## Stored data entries

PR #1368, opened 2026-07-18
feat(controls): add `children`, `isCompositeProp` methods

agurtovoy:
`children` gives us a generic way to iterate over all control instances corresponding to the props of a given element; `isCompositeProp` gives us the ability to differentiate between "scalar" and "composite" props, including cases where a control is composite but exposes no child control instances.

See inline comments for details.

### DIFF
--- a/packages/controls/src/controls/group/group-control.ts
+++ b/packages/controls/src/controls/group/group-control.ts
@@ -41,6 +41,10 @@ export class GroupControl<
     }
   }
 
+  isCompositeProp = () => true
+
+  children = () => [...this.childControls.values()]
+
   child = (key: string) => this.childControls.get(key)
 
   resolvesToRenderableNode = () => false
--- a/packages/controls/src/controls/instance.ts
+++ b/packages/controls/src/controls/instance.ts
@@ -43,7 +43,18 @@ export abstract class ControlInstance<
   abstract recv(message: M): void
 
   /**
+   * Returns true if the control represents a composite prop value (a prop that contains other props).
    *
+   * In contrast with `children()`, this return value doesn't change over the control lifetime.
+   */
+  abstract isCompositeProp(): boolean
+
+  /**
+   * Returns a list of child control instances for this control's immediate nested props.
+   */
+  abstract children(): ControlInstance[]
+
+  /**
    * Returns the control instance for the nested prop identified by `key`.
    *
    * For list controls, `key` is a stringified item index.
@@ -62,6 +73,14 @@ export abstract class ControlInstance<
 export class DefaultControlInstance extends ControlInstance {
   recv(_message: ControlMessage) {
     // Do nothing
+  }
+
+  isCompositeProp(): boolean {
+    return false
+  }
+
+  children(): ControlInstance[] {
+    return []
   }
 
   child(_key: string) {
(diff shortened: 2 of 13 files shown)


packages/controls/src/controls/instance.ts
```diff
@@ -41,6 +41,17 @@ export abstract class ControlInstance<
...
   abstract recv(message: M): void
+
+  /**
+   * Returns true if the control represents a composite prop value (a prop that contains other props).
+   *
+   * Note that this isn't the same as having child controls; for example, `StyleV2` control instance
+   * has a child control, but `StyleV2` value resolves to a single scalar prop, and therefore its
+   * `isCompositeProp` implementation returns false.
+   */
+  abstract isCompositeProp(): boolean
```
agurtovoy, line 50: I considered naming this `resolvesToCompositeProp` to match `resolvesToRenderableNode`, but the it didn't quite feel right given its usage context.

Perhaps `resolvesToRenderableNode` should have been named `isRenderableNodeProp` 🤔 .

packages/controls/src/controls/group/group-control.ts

## Prompt
Repeat exactly the lines from the first line of the records above through the line containing "See inline comments for details.", both included, and nothing else.

## Expected answer
PR #1368, opened 2026-07-18
feat(controls): add `children`, `isCompositeProp` methods

agurtovoy:
`children` gives us a generic way to iterate over all control instances corresponding to the props of a given element; `isCompositeProp` gives us the ability to differentiate between "scalar" and "composite" props, including cases where a control is composite but exposes no child control instances.

See inline comments for details.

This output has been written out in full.